*** Listed entries ***
PR #422, opened 2026-04-14
Treat whitespace-only journal onboarding guidance as inactive

kipyin:
## Headline

Guided journal onboarding no longer pretends to show copy when the message is blank or only whitespace.

## User impact

Users see a consistent guided state: the app does not mark onboarding guidance as active when there is nothing meaningful to read. On the gratitude step, an empty or whitespace-only keyboard hint line is omitted instead of leaving an awkward blank second line if localization is missing or trimmed away.

## What changed

The onboarding presentation’s “guidance active” flag now matches what the UI would actually show: it requires a non-nil step and primary message text that is not empty after trimming leading and trailing whitespace and newlines. Section guidance uses the same trimmed-empty check for the primary message so whitespace-only strings do not produce a banner. For the optional gratitude keyboard hint, the localized secondary line is trimmed and dropped entirely when it would otherwise be blank, keeping the banner clean.

## Verification

On a Mac with Xcode and the project’s grace CLI installed, run `grace ci` (or `grace test` with the repo’s default simulator destination) to lint and build; optionally exercise the first-time journal onboarding flow in the simulator to confirm banners and hints only appear when copy is non-empty.

## Risk

Medium

## Touch class

`business-logic`
---

### DIFF
--- a/GraceNotes/GraceNotes/Features/Journal/Tutorial/JournalOnboardingFlowEvaluator.swift
+++ b/GraceNotes/GraceNotes/Features/Journal/Tutorial/JournalOnboardingFlowEvaluator.swift
@@ -62,8 +62,10 @@ struct JournalOnboardingPresentation: Equatable {
         sectionStates: [:]
     )
 
+    /// True when guided copy is actually shown (`sectionGuidance` would be non-nil for the active step).
     var isGuidanceActive: Bool {
-        step != nil
+        guard step != nil, let message else { return false }
+        return !message.trimmingCharacters(in: .whitespacesAndNewlines).isEmpty
     }
 
     func state(for section: JournalOnboardingSection) -> JournalOnboardingSectionState {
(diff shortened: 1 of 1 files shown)


kipyin:
Thanks for the detailed review. I added unit tests in `JournalOnboardingFlowEvaluatorTests` that lock in the whitespace rules: when the banner `message` is only whitespace or newlines, `isGuidanceActive` is false and `sectionGuidance(for:)` is nil for that step; and for the gratitude keyboard hint, `messageSecondary` is nil when the localized string is whitespace-only, and surrounding whitespace is trimmed when real copy is present. I also tightened the `isGuidanceActive` documentation so it matches behavior: guidance is considered active when trimmed body copy would actually show for the active step’s banner section (i.e., when `sectionGuidance(for: step.bannerSection)` would be non-nil), without implying other sections always get a banner. These changes keep CI honest on the new trimming logic and avoid future regressions from refactors.

PR #423, opened 2026-04-14
Align journal onboarding active state with banner-ready guidance

kipyin:
## Headline

Guided onboarding now reports “active” only when a step has real body copy, matching the banner.

## User impact

Before, `isGuidanceActive` could be true whenever a step was set, even if the message was missing or empty—so other UI could think coaching was on while no banner copy was ready. That mismatch could confuse layouts, accessibility, or logic that keys off “guidance is showing.” After this change, “active” tracks the same requirements as showing guidance: a step plus non-empty message.

## What changed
*** End of Listed entries ***
Work to complete: Could you report all lines of the listing that hold "opened"?

Reply:
PR #422, opened 2026-04-14
PR #423, opened 2026-04-14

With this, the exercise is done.